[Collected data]
....

PR #15012, opened 2023-11-26
Update libjpeg to version 9

Toasterson:
Move libjpeg-turbo out of default paths


components/library/libjpeg6-ijg/pkg5
```diff
@@ -1,11 +0,0 @@
-{
-    "dependencies": [
-        "SUNWcs",
-        "system/library"
-    ],
-    "fmris": [
-        "image/library/libjpeg6",
-        "image/library/libjpeg6-ijg"
```
mtelka, line 8: These packages are required by other packages, so you cannot simply remove them.

Toasterson: I can also rename them to the new libjpeg package. The project to replace those two packages started 5 years ago. If they still used I consider that a Bug that needs fixing.

mtelka: If you want to remove `components/library/libjpeg6-ijg` then you need either obsolete or rename both `image/library/libjpeg6` and `image/library/libjpeg6-ijg`.  Since both packages are runtime and build dependencies of many other packages (for example `desktop/office/abiword`, `desktop/remote-desktop/freerdp`, `runtime/java/openjdk22`, `library/perl-5/tk-538`, `library/qt6`, etc.) then obsoletion does not look correct.  But since they are still massively used I think it would be far better first to make sure they are no longer used, and then remove (obsolete) them.

Toasterson: Ok, I'll rename them. As for the dependency. Unfortunately this looks like a severe problems as libjpeg-turbo should have been used. Unfortunately I first must change libjpeg6 to libjpeg9 so libjpeg9 gets detected.

AndWac:
╰─➤  git diff pkg5
diff --git a/components/library/libjpeg-turbo/pkg5 b/components/library/libjpeg-turbo/pkg5
index ebb7414af6..6c132646f7 100644
--- a/components/library/libjpeg-turbo/pkg5
+++ b/components/library/libjpeg-turbo/pkg5
@@ -5,6 +5,7 @@
     ],
     "fmris": [
         "image/library/libjpeg-turbo",
+        "image/library/libjpeg6-turbo",
         "image/library/libjpeg7-turbo",
         "image/library/libjpeg8-turbo"
     ],

hoewweken:
Hi!
As libjpeg9 is needed now,
and libjpeg6 has many dependants,
won't it be easier to add a new package libjpeg9 at a first step,
and then after cleaning up the older bits obsolete libjpeg6 (if it is clear that its possible )

just my 2 cents

mtelka:
> won't it be easier to add a new package libjpeg9 at a first step, and then after cleaning up the older bits obsolete libjpeg6 (if it is clear that its possible )

Yes.  This is exactly what I propose above.

Toasterson:
Unfortunately due to the broken detection mechanism it is not possible. Which is why I am preparing three PR's to merge in the same general timeframe to change everything

mtelka:
> Unfortunately due to the broken detection mechanism it is not possible. Which is why I am preparing three PR's to merge in the same general timeframe to change everything

What exactly is broken?  Could you share more info please?

Such PR sets are usually risky and often something goes wrong, so I suggest to do the transition slowly.

Thank you.

Toasterson:
We need to patch a ton of packages and definetly openjdk22, qt6 and poppler refuse to find libjpeg8-turbo. It has gotten so bad, that most of these packages that you see as dependants of libjpeg6 are in fact bugs for libjpeg8-turbo detection. openjdk11 was libjpeg8-turbo and now openjdk22 is libjpeg6. Thats bad and it gets through the checks all the time. We cannot control the versions other libs depend upon and if we are afraid to rebuild our packages we can stop doing this distribution. We have to be able to rebuild packages. If that does not work we end up doing as much work as nixos. And thats not feasable with this small a group. We tried to replace libjpeg6 with libjepeg8-turbo for 5 years. and it's been such trouble that it still hasn't finally happened. I am happy to rebuild everything and then publish it and call it a day.

mtelka:
@Toasterson, okay, I see your frustration, but honestly I do not understand what exactly is the problem.

I must admit that I know almost nothing about `libjpeg`.  I just looked at wikipedia and it looks like the only currently supported versions of `libjpeg` are `6b` (released 25 years ago) and `9e` (release ca 2 years ago).  Also, there is a fork called `libjpeg-turbo` with the latest version `3.0.1` (released one month ago).

It looks like we do have both `libjpeg 6b` and `libjpeg-turbo 3.0.1` packaged, so we are basically (mostly) up to date.  We only miss `libjpeg 9e` and this PR seems to be mostly about it.

So why not to add `libjpeg 9e` as a new package, then rebuild one component after the other using either `libjpeg 9e` or `libjpeg-turbo 3.0.1` and then (if we really want to) obsolete `libjpeg 6b` when it becomes unused?

You claim that some packages refuse to find  `libjpeg8-turbo`.  I looked at `poppler` from your list and it depends on `image/library/libjpeg8-turbo`.  So what is a problem with it?

Thank you.

cstes:
I've been asked by email by Till to update squeak from libjpeg8-turbo to libjpeg9.   This is very low priority for me.   The current version of squeak is 4.20.7 and I did an effort to use libjpeg8-turbo although that Squeak has the worst of all solutions : a copy of an old libjpeg in the Squeak source tree, so using the builtin libjpeg would have been the easiest (and also what Squeak is doing on Windows32).   Anyway my experience with this in https://www.illumos.org/issues/7391  where I understand this Illumos issue as a request to use libjpeg8-turbo or the https://libjpeg-turbo.org/ in general.    Note that Squeak is an atypical example anyway because libjpeg is a C library and Squeak is a Smalltalk programming language so personally I think libjpeg should be removed from Squeak altogether and replace libjpeg with a Smalltalk implementation, like Squeak is doing for Vector Graphics (SVG) using the vep (vectorengine) plugin.    The fact that there still is libjpeg in Squeak is an indication of how slow moving Squeak and Smalltalk is, but what can you expect from a programming language from 1972 or 1983 or so !??   Note that Squeak gets updates from time to time but this is going to take many months or years, and Squeak is certainly not a showstopper for this pull request (related to libjpeg).

Toasterson:
Oh, dear. looks like a rebase mishap. Will open a new one.

PR #15013, opened 2023-11-26
jenkins: Default to Java 21

NotMyFault:
The change proposed updates the Java version to 21 because Jenkins 2.426.1 onwards supports and recommends Java 21, same as the weekly releases.

Additionally, I've updated an outdated website reference in `components/developer/jenkins/Makefile`.


components/developer/jenkins-core-lts/Makefile
```diff
@@ -87,4 +87,4 @@ install: $(INSTALL_32)
 test: $(NO_TESTS)
 
 # Auto-generated dependencies
-REQUIRED_PACKAGES += runtime/java/openjdk17
+REQUIRED_PACKAGES += runtime/java/openjdk21
```
AndWac, line 90: You cannot achieve what you wanted with this change. It is a generated setting (created by running "gmake REQUIRED_PACKAGES"). The system is either using the default openjdk17 at the moment) or something that has been configured explicitly.

PR #15031, opened 2023-11-27
illumos-gate: add patch for 64-bit libnwam

AndWac:


AndWac:
Our nwam-manager needs to become 64 bit. This is a prerequisite.

PR #15032, opened 2023-11-27
clutter - update to version 1.26.4

fritzkink:


AndWac:
I have some collisions in my build environment when I publish this, eg.
pkg install: The following packages all deliver file actions to usr/lib/amd64/girepository-1.0/Cogl-1.0.typelib:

....

*What you should do*
A word-for-word transcription of the data above is required.

*Reply*
PR #15012, opened 2023-11-26
Update libjpeg to version 9

Toasterson:
Move libjpeg-turbo out of default paths


components/library/libjpeg6-ijg/pkg5
```diff
@@ -1,11 +0,0 @@
-{
-    "dependencies": [
-        "SUNWcs",
-        "system/library"
-    ],
-    "fmris": [
-        "image/library/libjpeg6",
-        "image/library/libjpeg6-ijg"
```
mtelka, line 8: These packages are required by other packages, so you cannot simply remove them.

Toasterson: I can also rename them to the new libjpeg package. The project to replace those two packages started 5 years ago. If they still used I consider that a Bug that needs fixing.

mtelka: If you want to remove `components/library/libjpeg6-ijg` then you need either obsolete or rename both `image/library/libjpeg6` and `image/library/libjpeg6-ijg`.  Since both packages are runtime and build dependencies of many other packages (for example `desktop/office/abiword`, `desktop/remote-desktop/freerdp`, `runtime/java/openjdk22`, `library/perl-5/tk-538`, `library/qt6`, etc.) then obsoletion does not look correct.  But since they are still massively used I think it would be far better first to make sure they are no longer used, and then remove (obsolete) them.

Toasterson: Ok, I'll rename them. As for the dependency. Unfortunately this looks like a severe problems as libjpeg-turbo should have been used. Unfortunately I first must change libjpeg6 to libjpeg9 so libjpeg9 gets detected.

AndWac:
╰─➤  git diff pkg5
diff --git a/components/library/libjpeg-turbo/pkg5 b/components/library/libjpeg-turbo/pkg5
index ebb7414af6..6c132646f7 100644
--- a/components/library/libjpeg-turbo/pkg5
+++ b/components/library/libjpeg-turbo/pkg5
@@ -5,6 +5,7 @@
     ],
     "fmris": [
         "image/library/libjpeg-turbo",
+        "image/library/libjpeg6-turbo",
         "image/library/libjpeg7-turbo",
         "image/library/libjpeg8-turbo"
     ],

hoewweken:
Hi!
As libjpeg9 is needed now,
and libjpeg6 has many dependants,
won't it be easier to add a new package libjpeg9 at a first step,
and then after cleaning up the older bits obsolete libjpeg6 (if it is clear that its possible )

just my 2 cents

mtelka:
> won't it be easier to add a new package libjpeg9 at a first step, and then after cleaning up the older bits obsolete libjpeg6 (if it is clear that its possible )

Yes.  This is exactly what I propose above.

Toasterson:
Unfortunately due to the broken detection mechanism it is not possible. Which is why I am preparing three PR's to merge in the same general timeframe to change everything

mtelka:
> Unfortunately due to the broken detection mechanism it is not possible. Which is why I am preparing three PR's to merge in the same general timeframe to change everything

What exactly is broken?  Could you share more info please?

Such PR sets are usually risky and often something goes wrong, so I suggest to do the transition slowly.

Thank you.

Toasterson:
We need to patch a ton of packages and definetly openjdk22, qt6 and poppler refuse to find libjpeg8-turbo. It has gotten so bad, that most of these packages that you see as dependants of libjpeg6 are in fact bugs for libjpeg8-turbo detection. openjdk11 was libjpeg8-turbo and now openjdk22 is libjpeg6. Thats bad and it gets through the checks all the time. We cannot control the versions other libs depend upon and if we are afraid to rebuild our packages we can stop doing this distribution. We have to be able to rebuild packages. If that does not work we end up doing as much work as nixos. And thats not feasable with this small a group. We tried to replace libjpeg6 with libjepeg8-turbo for 5 years. and it's been such trouble that it still hasn't finally happened. I am happy to rebuild everything and then publish it and call it a day.

mtelka:
@Toasterson, okay, I see your frustration, but honestly I do not understand what exactly is the problem.

I must admit that I know almost nothing about `libjpeg`.  I just looked at wikipedia and it looks like the only currently supported versions of `libjpeg` are `6b` (released 25 years ago) and `9e` (release ca 2 years ago).  Also, there is a fork called `libjpeg-turbo` with the latest version `3.0.1` (released one month ago).

It looks like we do have both `libjpeg 6b` and `libjpeg-turbo 3.0.1` packaged, so we are basically (mostly) up to date.  We only miss `libjpeg 9e` and this PR seems to be mostly about it.

So why not to add `libjpeg 9e` as a new package, then rebuild one component after the other using either `libjpeg 9e` or `libjpeg-turbo 3.0.1` and then (if we really want to) obsolete `libjpeg 6b` when it becomes unused?

You claim that some packages refuse to find  `libjpeg8-turbo`.  I looked at `poppler` from your list and it depends on `image/library/libjpeg8-turbo`.  So what is a problem with it?

Thank you.

cstes:
I've been asked by email by Till to update squeak from libjpeg8-turbo to libjpeg9.   This is very low priority for me.   The current version of squeak is 4.20.7 and I did an effort to use libjpeg8-turbo although that Squeak has the worst of all solutions : a copy of an old libjpeg in the Squeak source tree, so using the builtin libjpeg would have been the easiest (and also what Squeak is doing on Windows32).   Anyway my experience with this in https://www.illumos.org/issues/7391  where I understand this Illumos issue as a request to use libjpeg8-turbo or the https://libjpeg-turbo.org/ in general.    Note that Squeak is an atypical example anyway because libjpeg is a C library and Squeak is a Smalltalk programming language so personally I think libjpeg should be removed from Squeak altogether and replace libjpeg with a Smalltalk implementation, like Squeak is doing for Vector Graphics (SVG) using the vep (vectorengine) plugin.    The fact that there still is libjpeg in Squeak is an indication of how slow moving Squeak and Smalltalk is, but what can you expect from a programming language from 1972 or 1983 or so !??   Note that Squeak gets updates from time to time but this is going to take many months or years, and Squeak is certainly not a showstopper for this pull request (related to libjpeg).

Toasterson:
Oh, dear. looks like a rebase mishap. Will open a new one.

PR #15013, opened 2023-11-26
jenkins: Default to Java 21

NotMyFault:
The change proposed updates the Java version to 21 because Jenkins 2.426.1 onwards supports and recommends Java 21, same as the weekly releases.

Additionally, I've updated an outdated website reference in `components/developer/jenkins/Makefile`.


components/developer/jenkins-core-lts/Makefile
```diff
@@ -87,4 +87,4 @@ install: $(INSTALL_32)
 test: $(NO_TESTS)
 
 # Auto-generated dependencies
-REQUIRED_PACKAGES += runtime/java/openjdk17
+REQUIRED_PACKAGES += runtime/java/openjdk21
```
AndWac, line 90: You cannot achieve what you wanted with this change. It is a generated setting (created by running "gmake REQUIRED_PACKAGES"). The system is either using the default openjdk17 at the moment) or something that has been configured explicitly.

PR #15031, opened 2023-11-27
illumos-gate: add patch for 64-bit libnwam

AndWac:


AndWac:
Our nwam-manager needs to become 64 bit. This is a prerequisite.

PR #15032, opened 2023-11-27
clutter - update to version 1.26.4

fritzkink:


AndWac:
I have some collisions in my build environment when I publish this, eg.
pkg install: The following packages all deliver file actions to usr/lib/amd64/girepository-1.0/Cogl-1.0.typelib:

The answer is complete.